BridgeBio Pharma, with a notable annual revenue growth of 42.6%, is carving out a strong position in the biotech sector, particularly in transthyretin amyloid cardiomyopathy (ATTR-CM) treatments. Recent presentations at medical conferences and publications in journals like JACC underline the effectiveness of their drug acoramidis, which has shown significant clinical benefits such as reduced cardiovascular-related hospitalizations. This focus on specialized treatment for ATTR-CM not only highlights BridgeBio’s innovative approach but also its potential to meet unmet medical needs effectively, positioning it well for future growth within this niche market.
Simply Wall St Growth Rating: ★★★★★★
Overview: Super Micro Computer, Inc. specializes in developing and selling high-performance server and storage solutions with a modular and open architecture across global markets, with a market cap of approximately $24.59 billion.
Operations: Super Micro Computer, Inc. generates revenue primarily from developing and providing high-performance server solutions, amounting to approximately $21.57 billion. The company operates on a global scale, leveraging modular and open architecture in its product offerings.
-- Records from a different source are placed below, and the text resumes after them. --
PR #7612, opened 2025-04-01
feat: add argument --base-container-image to resolver

Tetsu-is:

Enabled custom sandbox for resolver. You can apply base image with `--base-container image YOUR_BASE_CONTAINER_IMAGE`

example
```
python -m openhands.resolver.resolve_issue --selected-repo [OWNER]/[REPO] --issue-number [NUMBER] --base-container-image [YOUR_BASE_CONTAINER_IMAGE]
```

---
I added `base_container_image` setting for resolver in order to enable github actions to use any programming language.
Instead, we have to specify `-runtime-container-image` even when we don't use custom sandbox(I will fix it so that user dont have to specify when using defaultt runtime image)

- add command line argument `--base-container-image` to resolver.resolve_issue.py
- add argument line`--base-container-image` to resolver.resolve_all_issues.py
---

I haven't created issue about this topic.


openhands/resolver/resolve_issue.py
```diff
@@ -632,11 +641,9 @@ def int_or_none(value: str) -> int | None:
 
     my_args = parser.parse_args()
 
+    base_container_image = my_args.base_container_image
+
     runtime_container_image = my_args.runtime_container_image
-    if runtime_container_image is None and not my_args.is_experimental:
-        runtime_container_image = (
-            f'ghcr.io/all-hands-ai/runtime:{openhands.__version__}-nikolaik'
-        )
```
neubig, line 639: Thanks @Tetsu-is ! Could you explain why these lines were removed?

Tetsu-is: @neubig 
Of course. 

In the existing implementation, custom sandbox will be build only when `runtime_container_image` is None & `base_container_image is Not None (openhands/runtime/impl/docker/docker_runtime.py). 
```py
if self.runtime_container_image is None:
                if self.base_container_image is None:
                    raise ValueError(
                        'Neither runtime container image nor base container image is set'
                    )
                self.send_status_message('STATUS$STARTING_CONTAINER')
                self.runtime_container_image = build_runtime_image(
                   self.base_container_image,
                    ...
                )
```

When executed like`python -m openhands.resolver.resolve_issue --base-container-image BASE_IMAGE`, the runtime_container_image is not provided, and only the base_container_image is given. At that time, if 'ghcr.io/all-hands-ai/runtime:{openhands.__version__}-nikolaik' is assigned to runtime_container_image, the build of the custom sandbox will not be executed.

My ideal scenario is below.
| runtime-container-image | base-container-image | result |
----|----|----
| given | given | error |
| given | not given | build sandbox with runtime-container-image |
| not given | given | build sandbox with base-container-image |
| not given | not given | error |

enyst: Please correct me if I'm misunderstanding, `not given` + `not given` is the default case, when the user doesn't have a special requirement for a particular image, so they run the resolver without setting any of those. In that case, the result should be "build sandbox with default nikolaik".

Unless they set `is_experimental`, in which case it shouldn't set it, so that it builds from source, which will mean build from `main`. (`experimental` installs `openhands main` instead of the latest released version IIRC)

Do you think this behavior should change, or actually, does it change in this PR?

Tetsu-is: fb9035cb9e14a336a2f2e780c1cb33d873b9cc49

when no particular image, use default nikolaik.

openhands/runtime/impl/docker/docker_runtime.py
```diff
@@ -156,6 +160,21 @@ async def connect(self):
...
 
+            if self.runtime_container_image != DEFAULT_RUNTIME_CONTAINER_IMAGE:
+                if self.base_container_image:
+                    raise ValueError(
+                        'Please specify either runtime_container_image or base_container_image.'
+                    )
+
+            if self.base_container_image:
+                self.send_status_message('STATUS$STARTING_CONTAINER')
+                self.runtime_container_image = build_runtime_image(
```
enyst, line 171: Sorry if I'm missing something, I'm looking at the diff via github:
- if `runtime_container_image` is None, and `base_container_image` is set, then it builds at line 154
- and raises `ValueError` at line 165 ?

Tetsu-is: Yes. That should be happen. my mistake.
if `runtime_container_image` is None & `base_container_image` is set, the runtime should build `runtime_container_image` from `base_container_image` and should not raise error.

Tetsu-is:
[60fd3d7](https://github.com/All-Hands-AI/OpenHands/pull/7612/commits/60fd3d7f56b7b7309da120c33651e15efb2d59a4)
[2105fa6](https://github.com/All-Hands-AI/OpenHands/pull/7612/commits/2105fa67a471b2dfda5b2bb25ffbb65684316044)
[01e2516](https://github.com/All-Hands-AI/OpenHands/pull/7612/commits/01e2516407781b1e38026dc60dc4c4e845c84e74)
[a531ac9](https://github.com/All-Hands-AI/OpenHands/pull/7612/commits/a531ac9cd7ae40782953d2c81119b4cc4ef5634e)

I've made the resolver handle the conditional branching logic based on the arguments. Runtimes should be focused on building  image with given arguments. It shouldn't care about the default behavior as an application.

openhands/runtime/builder/docker.py
```diff
@@ -159,6 +159,14 @@ def build(
...
         )
 
+        builder_cmd = ['docker', 'buildx', 'use', 'default']
+        subprocess.Popen(
+            builder_cmd,
+            stdout=subprocess.PIPE,
+            stderr=subprocess.STDOUT,
+            universal_newlines=True,
+        )
+
```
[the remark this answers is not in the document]
enyst: This addition looks fine to me, @raymyers what do you think ?

openhands/resolver/resolve_all_issues.py
```diff
@@ -333,9 +342,17 @@ def main() -> None:
...
     runtime_container_image = my_args.runtime_container_image
-    if runtime_container_image is None:
-        runtime_container_image = 'ghcr.io/all-hands-ai/runtime:0.33.0-nikolaik'
+
+    if runtime_container_image is not None and base_container_image != '':
+        raise ValueError('Cannot provide both runtime and base container images.')
+
+    if runtime_container_image is None and base_container_image == '' and not my_args.is_experimental:
+        runtime_container_image = (
+            f'ghcr.io/all-hands-ai/runtime:{openhands.__version__}-nikolaik'
```
raymyers, line 354: I appreciate the move to use the version var

openhands/resolver/resolve_all_issues.py
```diff
@@ -333,9 +342,17 @@ def main() -> None:
 
     my_args = parser.parse_args()
 
+    base_container_image = my_args.base_container_image
+
     runtime_container_image = my_args.runtime_container_image
-    if runtime_container_image is None:
-        runtime_container_image = 'ghcr.io/all-hands-ai/runtime:0.33.0-nikolaik'
+
+    if runtime_container_image is not None and base_container_image != '':
```
raymyers, line 349: Is there a reason that one image is being compared to None and the other to `''`?

openhands/runtime/builder/docker.py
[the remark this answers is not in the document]
raymyers: Thanks @xingyaoww, in that case this is good by me!

openhands/resolver/resolve_all_issues.py
Tetsu-is: It is because the default value of `base_container_image` is `''`. 

When I added a new argument `base_container_image`, I set the type of that to `str` because `base_container_image` in `SandboxConfig` class is `str`. Then I set the default value (when argument `--base-container-image` not given) to `''` at `parser.add_argument()`.

resolve_all_issues.py
```py 
    parser.add_argument(
        '--base-container-image',
        type=str,
        default='',
        help='base container image to use.',
    )
    parser.add_argument(
        '--runtime-container-image',
        type=str,
        default=None,
        help='Container image to use.',
    )
```

As you might have wondered, this might look unnatural for others.

Tetsu-is: Like `runtime_container_image`,  should I unify the type of `base_container_image` with `str | None`?

if you think so, I will apply following changes.
- set the default value of arg `base_container_image` to `None`. (resolve_issue.py, resolve_all_issues.py)
- change type of `base_container_image` in `SandboxConfig class` into `str | None`. (sandbox_config.py)
- add  validation in build process to check if base_container_image is None. (remote_runtime.py)
- fix test codes

enyst: Does the config need any change? It works as `str` because it has a default value, or what am I missing?

Tetsu-is: Yes. We must change type `str` -> `str | None`
Config needs a change if we use `None` as the default for argument `--base-container-image` at `parser.add_argument()`. 
When it's not given, the value become None. Then Pydantic gives a validation error when creating config instance because field value is `None` but the defined type is `str`
```py
sandbox_config = SandboxConfig(
        base_container_image=base_container_image, #  it becomes None if arg not given
        runtime_container_image=runtime_container_image,
        enable_auto_lint=False,
        use_host_network=False,
        # large enough timeout, since some testcases take very long to run
        timeout=300,
)
```
`ERROR:root:<class 'pydantic_core._pydantic_core.ValidationError'>: 1 validation error for SandboxConfig
base_container_image
  Input should be a valid string [type=string_type, input_value=None, input_type=NoneType]
    For further information visit https://errors.pydantic.dev/2.11/v/string_type`

On the other side. There's no need to change config if we use `''` as the default value at `parser.add_argument()`

enyst (approved):

openhands/resolver/resolve_all_issues.py
Tetsu-is: I will apply above changes I said

enyst: As you wish, just please consider that the base image needs to fallback to nikolaik

enyst:
@Tetsu-is you may want to make sure you run `make build` on the branch, that should install pre-commit hooks that fix lint automatically for minor issues. Saves time 😅

Tetsu-is:
Thank you. I will try that.

openhands/resolver/resolve_all_issues.py
Tetsu-is: I set nikolaik as the fallback

Tetsu-is:
I've changed the type of base_container_image in config from `str` to `str | None`.

When not specifying both `base_container_image` and `runtime_container_image`, resolver fails with error about `is_static`. I guess it is related to this [issue](https://github.com/All-Hands-AI/OpenHands/issues/7947). The same error occurred.

In other cases, resolver works.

Super Micro Computer, a key contributor to high-growth tech sectors, is making significant strides in AI and data center solutions. Recently, the company announced collaborations that leverage its high-performance servers for AI applications across various industries. These partnerships underscore Supermicro’s commitment to innovation and its ability to meet the increasing demands for advanced computing capabilities. Notably, Supermicro’s R&D expenses have been strategically allocated to enhance their product offerings in AI-optimized hardware, reflecting a robust investment in future technologies. With an annual revenue growth of 26.4% and earnings growth at 39.1%, Supermicro is poised to capitalize on the expanding market for enterprise-grade AI solutions while continuing to innovate within this dynamic industry landscape.
This article by Simply Wall St is general in nature. We provide commentary based on historical data and analyst forecasts only using an unbiased methodology and our articles are not intended to be financial advice. It does not constitute a recommendation to buy or sell any stock, and does not take account of your objectives, or your financial situation. We aim to bring you long-term focused analysis driven by fundamental data. Note that our analysis may not factor in the latest price-sensitive company announcements or qualitative material. Simply Wall St has no position in any stocks mentioned.
Companies discussed in this article include NasdaqGS:APLD NasdaqGS:BBIO and NasdaqGS:SMCI.